What the evidence does carry is the effect. Today, in this client, the flat-rate tier runs on a less forgiving error path than the metered one. By design or by neglect, the people paying a fixed monthly price absorb failures the people paying per token do not.

Reliability isn't on the pricing page

Reliability is part of what you are buying, and it is not on the pricing page. You choose a tooling tier on price and quota, and you assume the failure handling underneath is the same - that only the limits move. Here is a concrete case where that assumption breaks.
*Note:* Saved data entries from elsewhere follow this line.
PR #906, opened 2024-12-18
feat(infra.ci.jenkins.io) allow WinRM from agents to anywhere

dduportal:
Related to https://github.com/jenkins-infra/packer-images/pull/1611#issuecomment-2552011686

This PR allows WinRM outbound to *any* internet IP, as we can't determine in advance the public IPs of packer images in EC2.


dduportal (commented):

PR #930, opened 2025-02-04
chore(outputs) export endpoints of publick8s and privatek8s

dduportal:
This PR adds the hostname of the 2 "legacy" clusters (`publick8s` and `privatek8s`) to the infra report.

The goal is to allow Puppet and OpenVPN to access these information to keep the routing (to control planes through VPN).


dduportal:
`Plan: 1 to add, 0 to change, 1 to destroy.` => LGTM (only the output)

PR #940, opened 2025-02-19
 feat(ldap) provision statically the LDAP backup Azure File volume 

dduportal:
Related to https://github.com/jenkins-infra/helpdesk/issues/4544#issuecomment-2671068585

This PR sets up the LDAP backup Azure File volume to provide a statically provisioned PVC.
It uses the same technique as updates.jenkins.io's GeoIPdata volume which is the same kind (except LDAP backup are ReadWriteMany while GeoIpdata are ReadOnlyMany).


smerle33 (approved):
looks good, I checked the namespace references and secrets metadata links ... everything sounds good.

I am assuming that 100Go is enough for that drive (l210)

dduportal:
Merging despite check failures:

- Done in pair with @smerle33 . We are watching carefully the deployment.
- Code reviewed in pair
- Plan carefully review: `Plan: 2 to import, 4 to add, 1 to change, 1 to destroy.`
- The check failure is only due to the imports, during the test harness step (not on the main terraform step)

PR #972, opened 2025-03-30
chore(output/publick8s/privatek8s)  export required outbound IP and CIDRs

dduportal:
This change add data sources to retrieve the effective outbound IPs (v4 and v6 when present) so that we can export these IPs.
It also exports the Pod CIDRs for `publick8s` 

=> the goal is to allow LDAP LB source allow-list to be updated properly


dduportal:
`Plan: 1 to add, 0 to change, 0 to destroy.` (the json report) LGTM

PR #974, opened 2025-03-31
chore(outputs) export puppet.jenkins.io in and out IPv4s for easier tracking

dduportal:
The `puppet.jenkins.io` VM is in the DMZ, its public IP is used for both inbound requests (SSH, puppet) and outbound requests (HTTP, LDAP).

As such, we want to export both in the infra reports so we can track the IPs where they are needed (tracking security group rules to puppet instead of relying on a git submodule, allowing in LDAP, etc.)


dduportal:
`Plan: 1 to add, 0 to change, 1 to destroy.` LGTM

PR #979, opened 2025-04-01
fix(cijenkinsio-agents-1) create the missing admin SA

dduportal:
Now that the network routing is fixed, we can proceed with the SA re-creation, so that infra.ci may manage the cluster.

Ref. https://github.com/jenkins-infra/helpdesk/issues/4619#issuecomment-2769875877


dduportal:
`Plan: 3 to add, 1 to change, 0 to destroy.` (the changed resource is the cluster, unrelated to this PR, ref. https://github.com/jenkins-infra/helpdesk/issues/4619#issuecomment-2768847941)

PR #975, opened 2025-03-31
feat(ci.jio-agent-1) migrating back cluster to azure

smerle33:
WIP

as per https://github.com/jenkins-infra/helpdesk/issues/4618
depends on https://github.com/jenkins-infra/azure-net/pull/354

create cluster for ci.jenkins.io agents on azure

PR #951, opened 2025-02-27
cleanup(azure/ci.jio): remove unused ressources migrate to AWS

smerle33:
as per https://github.com/jenkins-infra/helpdesk/issues/4313#issuecomment-2675163487

cleaning old ressources

PR #980, opened 2025-04-02
hotfix(providers) uses the correct FQDN for the cluster cijenkinsio-agents-1

dduportal:
Fixup of #975 which did not reverted the changes on `providers.tf` from #951 .

That should allow the changes from #979 to pass


dduportal:
`Plan: 3 to add, 1 to change, 0 to destroy.` => same as #979  let's roll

The retry behavior itself changes with your billing relationship, silently, in a branch you will never see unless you go decompile it.
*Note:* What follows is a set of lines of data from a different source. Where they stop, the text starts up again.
PR #982, opened 2025-04-02
chore(cijioagents1) set default values for upgrade

smerle33:
as per https://github.com/jenkins-infra/helpdesk/issues/4619#issuecomment-2768847941

set the default value as code


dduportal (approved):

PR #983, opened 2025-04-02
Delete `cijenkinsio-agents-1`

dduportal:
Cleanup, restarting the cluster creation

Fixup of #975 as it was originated from a wrong source file which led to many issues due to missing code


dduportal:
```
Plan: 1 to add, 0 to change, 1 to destroy.
```
=> the infra report.

Along with the 2 outputs removed

PR #985, opened 2025-04-03
feat(ci.jenkins.io/cijenkinsio-agents-1) create required storage and PV/PVCs for maven cacher

dduportal:
Ref. https://github.com/jenkins-infra/helpdesk/issues/4619

This PR creates the storage account with required network restrictions (hence adding the missing subnets), fileshare (premium SMB at 100 Gb), and the 3 couples of PV/PVC, along with the outputs

PR #990, opened 2025-04-03
hotfix(ci.jenkins.io) use correct provider for the `maven-cache` Azure File Share

dduportal:
Fixup of #985 #987 and #988

Ref. https://github.com/jenkins-infra/helpdesk/issues/4619

The failure to locate the azure file comes from a missing `provider` on the Azure File Share resource in the TF code.
The share has been created but cannot be read as it searches in a distinct subscription (Azure CDF instead of Azure Sponsored).


dduportal:
`Plan: 8 to add, 0 to change, 0 to destroy.`

PR #996, opened 2025-04-04
fix(ci.jenkins.io) correct SSH inbound rules to allow VPN routing through the public outbound interface

dduportal:
Ref. https://github.com/jenkins-infra/helpdesk/issues/4620#issuecomment-2778047717


dduportal:
`Plan: 0 to add, 1 to change, 0 to destroy.` as expected

PR #6206, opened 2026-06-26
fix: refresh inspection on screen focus

reidzeibel:
## Issue Reference
https://github.com/AtB-AS/kundevendt/issues/24116

## Description
Attempt to fix the issue where the inspection is invalid when screen is just unlocked/focused, by restarting the inspection process.

Hopefully this solves the FRAM token issue.

The old fix https://github.com/AtB-AS/mittatb-app/pull/5406, is only used for the old renderer/MobileTokenAztec, and doesn't affect the new RNBarcodeView


strandlie (approved):

tormoseng:
✅  Looks good for both FRAM and AtB

PR #6211, opened 2026-06-30
fix: add bottom safe area inset to refund reason screen

rosvik:
## Issue Reference

https://mittatb.slack.com/archives/C0116FMPX4Y/p1782818808543369

## Description

Same solution as e.g. Root_PurchaseConfirmationScreen


reidzeibel (approved):
Looks good, but does `SafeAreaView` work here? or `useSafeAreaInsets`?

rosvik:
> Looks good, but does `SafeAreaView` work here? or `useSafeAreaInsets`?

I actually have an alternative solution ready, but doing the simple fix for the release ✌️

PR #6212, opened 2026-06-30
refactor: add useStreamEventListener hook

rosvik:
## Issue Reference

closes https://github.com/AtB-AS/kundevendt/issues/23848

## Description

Adds a `useEventStreamListener` hook to make it more ergonomic to act on events from the event stream. When adding a new listener, supply event kind and a callback. This works in the following way:

- `useSetupEventStream` returns `subscribe` and `unsubscribe` methods. These stores `StreamEventListener` objects, that contain the callback and eventKind, in addition to an id that's used for unsubscribing.
- On events, any callbacks that are saved with the recieved eventKind, will be called.
- An `useStreamEventListener` hook is returned from the context, which makes it easy to add more event listeners from anywhere in the app.
- Global event listeners are added to `src/modules/event-stream/use-global-event-stream-listeners.ts`, which is called from RootStack.


marius-at-atb (approved):
Looks great!

PR #6214, opened 2026-07-01
fix: getFeatureFromScan

marius-at-atb:
Bugfix: select the correct map item after a qr scan. This fixes the map item icon of a vehicle/station after scanning with a qr code.

| Before | After |
|--------|-------|
|  |  |

Acceptance Criteria:
- [x] Scanning a vehicle works
   - [ ] Correct item in bottom sheet
   - [ ] Correct icon/item in map
- [x] Scanning a station or vehicle that returns a station works (when only `stationId` is set in the qr response)
   - [ ] Correct item in bottom sheet
   - [ ] Correct icon/item in map

### DIFF
--- a/src/modules/map/utils.ts
+++ b/src/modules/map/utils.ts
@@ -36,7 +36,6 @@ import {
   isVehicleCluster,
   isStationCluster,
 } from '@atb/modules/mobility';
-import {MapBottomSheetType} from './MapContext';
 import {
   FormFactor,
   PropulsionType,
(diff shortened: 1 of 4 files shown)


src/modules/map/utils.ts
```diff
@@ -133,38 +135,49 @@ export const getFeaturesAtPoint = async (
...
-  mapBottomSheetType?: MapBottomSheetType,
-): FormFactor | undefined {
-  switch (mapBottomSheetType) {
-    case MapBottomSheetType.BikeStation:
-      return FormFactor.Bicycle;
-    case MapBottomSheetType.CarStation:
-      return FormFactor.Car;
-    default:
-      return undefined;
+export const getFeatureFromScan = ({
```
adriansberg, line 145: Could possibly add a comment that either `vehicle` or `station` can be passed as an argument.

adriansberg (approved):
Looks good!

tormoseng:
👍  Will need to test city bike scanning in Prod

PR #6215, opened 2026-07-01
fix: sort departure list by expected departure time

strandlie:
## Issue Reference
Slack (with video and description): https://mittatb.slack.com/archives/C0116FMPX4Y/p1780299944608929

## Description
The departure list ("avganger") could show departures out of order relative to their displayed times — e.g. "5 min" listed above "3 min".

If you are building agentic workflows on a subscription tier and trusting them to ride out transient limits, that trust is load-bearing and untested. A staff engineer who picks Max for the team because the quota math works has also, without knowing it, picked the tier that turns a recoverable two-second blip into a failed run.

This is one binary version, 2.1.179, June 2026, and a future release can rewrite that branch and retire this finding - pin the version when you cite it. The subscription-versus-metered split also has at least one legitimate driver, the window-quota case above, so do not read a conspiracy into a branch. Read it as what it is: a place where your tooling's reliability quietly depends on how you pay, and nobody told you.

Check it yourself

Do not take my word for it - watch it on your own tier. Every API response carries an anthropic-ratelimit-unified-status header, allowed or rejected, and the client emits tengu_api_retry telemetry every time a retry fires. Run a workload until you hit a 429 and look: does the client back off and recover, or does the turn die? On a metered key it retries. On Max, watch what happens. The whole finding is reproducible in your own logs.

I will pin the bet. This is v2.1.179. If a later release retries 429s for subscriptions too, good - that is the right fix, and you will have watched it land in your own telemetry instead of trusting a teardown. Until then, the tier that costs a flat rate is the tier that gives up first.